09 - Bring 2 quarts of water to a gentle boil. Add honey or barley malt syrup if using.
10 - Boil bagels 2 to 3 at a time for 1 minute per side. Remove with a slotted spoon and return to baking sheet.
11 - Brush bagel tops with beaten egg and sprinkle with cinnamon sugar if desired.
12 - Bake for 20 to 25 minutes or until golden brown and cooked through.
13 - Cool bagels on a wire rack before serving.

# Expert Advice:

01 -
  • They're genuinely chewy like a real bagel, not dense or crumbly like most homemade attempts.
  • Fourteen grams of protein per bagel means you can actually feel full, not just satisfied for twenty minutes.
  • The Greek yogurt keeps them tender for days—they don't dry out like store-bought bagels.

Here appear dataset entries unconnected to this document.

PR #176, opened 2019-07-11
Naf obj polling fix cleanup

### LINKED ISSUE #177: Object Recognition Source: Add Parallel Processing for Polling
Currently, (when the Object Recognition Source is configured to poll an image source), it captures a frame from the image source, and then synchronously processes the frame before returning the results. This process is repeated for each captured frame.

This enhancement allows the image processing to be done asynchronously, using a pool of threads. As a result, the source can now capture frames from the image source, and then process/return data from multiple different frames in parallel. This improves the performance of the source.

The user has the ability to configure the `maxRunningThreads`, as well as the `maxQueuedTasks`. The default values, respectively, are 10 and 20. If the number of `maxQueuedTasks` is exceeded, the source will drop the oldest unexecuted request and replace it with the newer one.

namirfa:
Closes #177 

@fhcarter 

In order to clean up the mess I made with the last PR, I moved all of the relevant commits into this new branch. This PR contains all of the work that had been done in the previous PR, and additionally adds some extra debugging/error handling, as well as new tests to ensure the DiscardOldestPolicy works as intended.

All tests pass and build is successful.

### DIFF
--- a/objectRecognitionSource/README.md
+++ b/objectRecognitionSource/README.md
@@ -188,9 +188,11 @@ the previous is sent.
     will be valid General Config options, but in the future only "pollTime" will be supported.)
 *   allowQueries: This option allows Queries to be received when set to `true'
 *   maxRunningThreads: Optional. Only used if `pollTime` has been specified. The maximum number of threads running at any 
-given point for polling requests. Must be a positive integer. Default value is 10.
+given point for polling requests from the specific VANTIQ source. Must be a positive integer. Default value is 10.
 *   maxQueuedTask: Optional. Only used if `pollTime` has been specified. The maximum number of queued tasks at any given point 
-for polling requests. Must be a positive integer. Default value is 20.
+for polling requests from the specific VANTIQ source. Must be a positive integer. Default value is 20.
+    *   **NOTE:** The default behavior of the Object Recognition Source is to process the captured frames in parallel. If you 
+    would like the source to process frames sequentially, then `maxRunningThreads` and `maxQueuedTasks` must both be set to 1.
 
 ### Options Available for Data Source
 
--- a/objectRecognitionSource/README.md
+++ b/objectRecognitionSource/README.md
@@ -191,8 +191,9 @@ the previous is sent.
 given point for polling requests from the specific VANTIQ source. Must be a positive integer. Default value is 10.
 *   maxQueuedTask: Optional. Only used if `pollTime` has been specified. The maximum number of queued tasks at any given point 
 for polling requests from the specific VANTIQ source. Must be a positive integer. Default value is 20.
-    *   **NOTE:** The default behavior of the Object Recognition Source is to process the captured frames in parallel. If you 
-    would like the source to process frames sequentially, then `maxRunningThreads` and `maxQueuedTasks` must both be set to 1.
+    *   **NOTE:** The default behavior of the Object Recognition Source is to process up to 10 captured frames in parallel at 
+    a time. If you would like the source to only process one frame at a time, then `maxRunningThreads` and `maxQueuedTasks` 
+    must both be set to 1.
 
 ### Options Available for Data Source
 
--- a/objectRecognitionSource/src/main/java/edu/ml/tensorflow/ObjectDetector.java
+++ b/objectRecognitionSource/src/main/java/edu/ml/tensorflow/ObjectDetector.java
@@ -52,6 +52,7 @@ public class ObjectDetector {
     private int saveRate = 0;
     private Boolean labelImage;
     private int frameCount = 0;
+    int fileCount = 0; // Used for saving files with same name
     private float threshold;
     private Vantiq vantiq = null;
     private String sourceName = null;
@@ -163,15 +164,20 @@ public class ObjectDetector {
      *              identification is accurate, and a {@code location} containing the coordinates for the
      *              {@code top},{@code left}, {@code bottom}, and {@code right} edges of the bounding box for the object.
      */
-    public List<Map<String, ?>> detect(final byte[] image) {
+    public List<Map<String, ?>> detect(final byte[] image, Date timestamp) {
         try (Tensor<Float> normalizedImage = normalizeImage(image)) {
-            Date now = new Date(); // Saves the time before
             List<Recognition> recognitions = YOLOClassifier.getInstance(threshold, anchorArray, frameSize).classifyImage(executeYOLOGraph(normalizedImage), labels);
             BufferedImage buffImage = imageUtil.createImageFromBytes(image);
             
             // Saves an image every saveRate frames
             if (imageUtil.saveImage && ++frameCount >= saveRate) {
-                String fileName = format.format(now) + ".jpg";
+                String fileName = format.format(timestamp);
+                if (lastFilename != null && lastFilename.contains(fileName)) {
+                    fileName = fileName + "(" + ++fileCount + ").jpg";
+                } else {
+                    fileName = fileName + ".jpg";
+                    fileCount = 0;
+                }
                 lastFilename = fileName;
                 if (labelImage) {
                     buffImage = imageUtil.labelImage(buffImage, recognitions);
@@ -211,17 +217,12 @@ public class ObjectDetector {
             BufferedImage buffImage = imageUtil.createImageFromBytes(image);
             
             // Saves an image if requested
-            if (outputDir != null || vantiq != null || (fileName != null && this.imageUtil.saveImage)) {
+            if (outputDir != null || vantiq != null || this.imageUtil.saveImage) {
                 ImageUtil imageUtil = new ImageUtil();
                 imageUtil.outputDir = outputDir;
                 imageUtil.vantiq = vantiq;
                 imageUtil.sourceName = sourceName;
                 imageUtil.frameSize = frameSize;
-                if (fileName == null) {
-                    fileName = format.format(now) + ".jpg";
-                } else if (!fileName.endsWith(".jpg") && !fileName.endsWith(".jpeg")) {
-                    fileName += ".jpg";
-                }
                 lastFilename = fileName;
                 if (labelImage) {
                     buffImage = imageUtil.labelImage(buffImage, recognitions);
--- a/objectRecognitionSource/src/main/java/edu/ml/tensorflow/ObjectDetector.java
+++ b/objectRecognitionSource/src/main/java/edu/ml/tensorflow/ObjectDetector.java
@@ -158,11 +158,12 @@ public class ObjectDetector {
     /**
      * Detect objects on the given image
      * <br>Edited to return the results as a map and conditionally save the image
-     * @param image The image in jpeg format
-     * @return      A List of Maps, each of which has a {@code label} stating the type of the object identified,
-     *              a {@code confidence} specifying on a scale of 0-1 how confident the neural net is that the
-     *              identification is accurate, and a {@code location} containing the coordinates for the
-     *              {@code top},{@code left}, {@code bottom}, and {@code right} edges of the bounding box for the object.
+     * @param image     The image in jpeg format
+     * @param timestamp The timestamp corresponding to when the frame was captured. Used to name the image if it is being saved
+     * @return          A List of Maps, each of which has a {@code label} stating the type of the object identified,
+     *                  a {@code confidence} specifying on a scale of 0-1 how confident the neural net is that the
+     *                  identification is accurate, and a {@code location} containing the coordinates for the
+     *                  {@code top},{@code left}, {@code bottom}, and {@code right} edges of the bounding box for the object.
      */
     public List<Map<String, ?>> detect(final byte[] image, Date timestamp) {
         try (Tensor<Float> normalizedImage = normalizeImage(image)) {
--- a/objectRecognitionSource/src/main/java/io/vantiq/extsrc/objectRecognition/ObjectRecognitionConfigHandler.java
+++ b/objectRecognitionSource/src/main/java/io/vantiq/extsrc/objectRecognition/ObjectRecognitionConfigHandler.java
@@ -15,6 +15,7 @@ import java.util.Map;
 import java.util.Timer;
 import java.util.TimerTask;
 import java.util.concurrent.LinkedBlockingQueue;
+import java.util.concurrent.RejectedExecutionException;
 import java.util.concurrent.ThreadPoolExecutor;
 import java.util.concurrent.TimeUnit;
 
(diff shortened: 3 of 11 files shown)


namirfa:
Adding README changes now, to show how to configure the `maxRunningThreads` and `maxQueuedTasks`.

fhcarter:
There should be an issue for this & PR should say fixes....  And branch should be named appropriately.  Branch is OK, but please add the issue & reference it.  AS it is, not really sure what this PR is for.  PR doesn't say.

objectRecognitionSource/README.md
```diff
@@ -185,6 +187,10 @@ the previous is sent.
     *   (**NOTE:** Previously named "pollRate". For a limited amount of time, both "pollTime" and "pollRate"
     will be valid General Config options, but in the future only "pollTime" will be supported.)
 *   allowQueries: This option allows Queries to be received when set to `true'
+*   maxRunningThreads: Optional. Only used if `pollTime` has been specified. The maximum number of threads running at any 
+given point for polling requests. Must be a positive integer. Default value is 10.
```
fhcarter: Is this max threads/queued tasks per source?  per connector?

objectRecognitionSource/src/main/java/edu/ml/tensorflow/ObjectDetector.java
```diff
@@ -163,15 +164,20 @@ public ObjectDetector(float thresh, String graphFile, String labelFile, String m
      *              identification is accurate, and a {@code location} containing the coordinates for the
      *              {@code top},{@code left}, {@code bottom}, and {@code right} edges of the bounding box for the object.
      */
-    public List<Map<String, ?>> detect(final byte[] image) {
+    public List<Map<String, ?>> detect(final byte[] image, Date timestamp) {
```
fhcarter: new parameter missing in procedure header comment.

objectRecognitionSource/src/main/java/io/vantiq/extsrc/objectRecognition/ObjectRecognitionConfigHandler.java
```diff
@@ -250,6 +259,8 @@ boolean createNeuralNet(Map<String, ?> neuralNetConfig ) {
                 neuralNetType = YOLO_PROCESSOR_FQCN;
             } else if (neuralNetType.equals(NONE)) {
                 neuralNetType = NO_PROCESSOR_FQCN;
+            } else if (neuralNetType.equals(TEST)) {
+                neuralNetType = TEST_PROCESSOR_FQCN;
             } else if (neuralNetType.equals(DEFAULT)) {
                 neuralNetType = DEFAULT_NEURAL_NET;
```
fhcarter: I take it that users cannot add their own here -- they have to add a NeuralNetInterface?  Though we've never had anyone ask (& it seems unlikely in the near term), I thought we advertised the ability.  Maybe they have to go change this code.  But it seems like something we should be able to handle in configuration & dynamic loading.

Add an issue...

objectRecognitionSource/src/main/java/io/vantiq/extsrc/objectRecognition/ObjectRecognitionConfigHandler.java
```diff
@@ -346,11 +357,30 @@ boolean createImageRetriever(Map<String, ?> dataSourceConfig) {
...
+        if (general.get("maxRunningThreads") instanceof Integer && (Integer) general.get("maxRunningThreads") > 0) {
+            maxRunningThreads = (Integer) general.get("maxRunningThreads");
+        }
+        
+        if (general.get("maxQueuedTasks") instanceof Integer && (Integer) general.get("maxQueuedTasks") > 0) {
+            maxQueuedTasks = (Integer) general.get("maxQueuedTasks");
+        }
+                
+        source.pool = new ThreadPoolExecutor(maxRunningThreads, maxRunningThreads, 0l, TimeUnit.MILLISECONDS, 
+                new LinkedBlockingQueue<Runnable>(maxQueuedTasks), new ThreadPoolExecutor.DiscardOldestPolicy());
```
fhcarter: Should we document that if you DON'T want the background execution, you should set the maxThreads & maxQueud to 1, 0, respectively?  But that will generate errors, so we really don't have a BW compat way.  Which is probably OK with our single user, but we have to start thinking about all this...

objectRecognitionSource/src/main/java/io/vantiq/extsrc/objectRecognition/ObjectRecognitionConfigHandler.java
```diff
@@ -369,7 +399,7 @@ public void run() {
             source.pollTimer.schedule(task, 0, pollRate);
         } else if (polling == 0) {
             source.pollTimer = new Timer("dataCapture");
-            source.pollTimer.scheduleAtFixedRate(task, 0, 1);
+            source.pollTimer.schedule(task, 0, 1);
```
fhcarter: What are we doing here?  (Need a comment in the code rather than answering this...)

Is this doing constant/immediate polling?

objectRecognitionSource/src/main/java/io/vantiq/extsrc/objectRecognition/ObjectRecognitionCore.java
```diff
@@ -79,7 +80,8 @@
     private static final String UPLOAD = "upload";
     private static final String DELETE = "delete";
     private static final String FILTER = "filter";
-    
+    final static String SYNCH_KEY = "synchKey";
+
```
fhcarter: since this is a static, this is single threading for ALL instances of ObjectRecognitionCore.  That's probably OK, but that's what it's doing.

Since it seems to be used to sync to get local copy of the neuralNet variable (which is an instance variable), making this static made the synchronization more draconian.

In truth, if I've read everything right, sync(this) is fine here.  Or make SYNC_KEY non-static, and change the name to NEURAL_NET_SYNC or something.  & Add a comment re: what it's doing.

objectRecognitionSource/src/main/java/io/vantiq/extsrc/objectRecognition/ObjectRecognitionCore.java
```diff
@@ -304,25 +306,35 @@ public void sendDataFromImage(ImageRetrieverResults imageResults) {
...
         }
         
+        Map<String, Object> processingParams = new LinkedHashMap<>();
+        processingParams.put("imageTimestamp", imageResults.getTimestamp());
+        
         // Send the results of the neural net if it doesn't error out
+        NeuralNetInterface localNeuralNet = null;
         try {
-            synchronized (this) {
+            synchronized (SYNCH_KEY) {
```
fhcarter: are we purposely changing from synchronizing only within this instance to across all instances?  The SYNC_KEY isn't really adding much.  The notion of the named string or object is useful if there are multiple independent entities within, say, a class that need to be independently synchronized.  In that case, sync on the class or instance will work, but it's overly confining.

objectRecognitionSource/src/main/java/io/vantiq/extsrc/objectRecognition/ObjectRecognitionCore.java
```diff
@@ -647,6 +670,10 @@ public void close() {
             pollTimer.cancel();
             pollTimer = null;
         }
+        if (pool != null) {
+            pool.shutdownNow();
+            pool = null;
+        }
```
fhcarter: (Not about this change but about close()) -- Doesn't close need to sync on whatever's being used to snarf the neuralNet variable?  Otherwise, everyone else syncing on it is not of much value.

objectRecognitionSource/src/main/java/io/vantiq/extsrc/objectRecognition/neuralNet/TestProcessor.java
```diff
@@ -0,0 +1,57 @@
...
+    @Override
+    public NeuralNetResults processImage(byte[] image, Map<String, ?> request) throws ImageProcessingException {
+        processImage(null, image, request);
+        return new NeuralNetResults();
+    }
+
+    @Override
+    public NeuralNetResults processImage(Map<String, ?> processingParams, byte[] image) throws ImageProcessingException {
+        try {
+            Thread.sleep(sleepTime);
```
fhcarter: what's the purpose of the sleeps?  We should document what's going on in this class.

objectRecognitionSource/src/test/java/io/vantiq/extsrc/objectRecognition/neuralNet/TestParallelProcessing.java
```diff
@@ -0,0 +1,220 @@
...
+        setupSource(createSourceDef(useCustomTaskConfig));
+
+        // Create Type to store results
+        setupType();
+
+        // Create Rule to store results in Type
+        setupRule();
+
+        // Wait for 10 seconds
+        Thread.sleep(10000);
```
fhcarter: probably add some comment that says something about the source acting independently so we're awaiting it's doing something?  I'm guessing.

objectRecognitionSource/README.md
namirfa: This is the max threads/queued tasks per source. Each source has its own unique thread pool.

objectRecognitionSource/src/main/java/io/vantiq/extsrc/objectRecognition/ObjectRecognitionConfigHandler.java
namirfa: As it stands, the users would have to add their own NeuralNetInterface implementation, and then edit this portion of the code in order to use it.

I will add an issue to make the second part easier, since they shouldn't have to edit this code in order to actually use their implementation.

objectRecognitionSource/src/main/java/io/vantiq/extsrc/objectRecognition/ObjectRecognitionConfigHandler.java
namirfa: I agree that we should document this. The user would have to set both of those values to 1, since setting either one to 0 would throw an exception according to the documentation.

This enhancement will change the default behavior of the Object Rec source  to always process images in parallel, unless otherwise specified.

objectRecognitionSource/src/main/java/io/vantiq/extsrc/objectRecognition/ObjectRecognitionConfigHandler.java
namirfa: I will add a comment in the code as well, but figured I'd explain here too. This change means that instead of scheduling all tasks at a fixed rate from the first task, we will schedule them relative to the previous execution.

This means that if there are any delays while executing a task, the next task will still be scheduled `pollTime` milliseconds after the previous task has completed.

objectRecognitionSource/src/main/java/io/vantiq/extsrc/objectRecognition/ObjectRecognitionCore.java
namirfa: Understood. I think the simplest option would be to just remove the SYNCH_KEY and  synchronize on (this) instead.

objectRecognitionSource/src/main/java/io/vantiq/extsrc/objectRecognition/ObjectRecognitionCore.java
namirfa: Will add the synch now.

objectRecognitionSource/src/main/java/io/vantiq/extsrc/objectRecognition/neuralNet/TestProcessor.java
namirfa: I'll add documentation in this class to explain what is going on. The idea was that to ensure the the DiscardOldestPolicy was working as intended, we could use this class to mimic processing an image, but we would know exactly how long the "image processing" would take. 

This helped with writing a test to make sure that the maxRunningThreads/QueuedTasks and then DiscardOldestPolicy were both working as expected.

objectRecognitionSource/src/test/java/io/vantiq/extsrc/objectRecognition/neuralNet/TestParallelProcessing.java
namirfa: I'll add a comment in the code. Basically, we wait for 10 seconds while the source polls for images, and then we check the results to make sure that the maxRunningThreads/QueuedTasks work appropriately, and that the DiscardOldestPolicy works as well.

namirfa:
@fhcarter 
Added the fixes based on your comments.

objectRecognitionSource/README.md
```diff
@@ -185,6 +187,12 @@ the previous is sent.
     *   (**NOTE:** Previously named "pollRate". For a limited amount of time, both "pollTime" and "pollRate"
     will be valid General Config options, but in the future only "pollTime" will be supported.)
 *   allowQueries: This option allows Queries to be received when set to `true'
+*   maxRunningThreads: Optional. Only used if `pollTime` has been specified. The maximum number of threads running at any 
+given point for polling requests from the specific VANTIQ source. Must be a positive integer. Default value is 10.
+*   maxQueuedTask: Optional. Only used if `pollTime` has been specified. The maximum number of queued tasks at any given point 
+for polling requests from the specific VANTIQ source. Must be a positive integer. Default value is 20.
+    *   **NOTE:** The default behavior of the Object Recognition Source is to process the captured frames in parallel. If you 
+    would like the source to process frames sequentially, then `maxRunningThreads` and `maxQueuedTasks` must both be set to 1.
```
fhcarter: Have we tried this?  That is, I suspect what happens here is that we process one image.  If another comes along, it will fail to queue (if we're still processing) and add some error but drop that image.

Or, is what will happen that we continually replace the queued task until the first one finishes, at which point we'll process the "latest" queued task (due to discardOld policy)?

objectRecognitionSource/src/main/java/io/vantiq/extsrc/objectRecognition/ObjectRecognitionConfigHandler.java
fhcarter: I suspect (as noted above) that parallel (albeit limited) is now the only possibility.  That's probably fine, but we should verify that that's true & document.

objectRecognitionSource/README.md
namirfa: The behavior is the latter.

We will set up a queue with a size of one, and allow one thread to run at a time. Assuming the pollTime is faster than the time to execute a task, the queue will continually replace old tasks with the newest poll request until the original task as finished executing.

So in effect, the frames are being processed one at a time, but it is not true "sequential" processing since they are still processed in their own independent thread.

namirfa:
@fhcarter 
Updated the README to clarify the "parallel vs sequential" issue.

  • You can customize the mix-ins or toppings based on your mood that morning.
02 -
  • The boiling step is non-negotiable—it's what separates a chewy bagel from a dense bread roll, so don't skip it or cut the time short.
  • Your dough temperature matters more than ambient temperature; if the dough feels cold to the touch, it won't rise properly even in a warm spot.
  • Overworking the dough after adding raisins will crush them and turn your bagels speckled instead of studded with raisins.
03 -
  • Don't skip the boiling step or reduce the time—it's what gives you that chewy crust and tender interior that sets these apart from bread rolls.
  • If your kitchen is cold, proofing times will be longer, so look for the dough to double in size rather than watching the clock.
  • Use a kitchen scale for the flour and protein powder if you have one, as volume measurements can be unpredictable depending on how you scoop.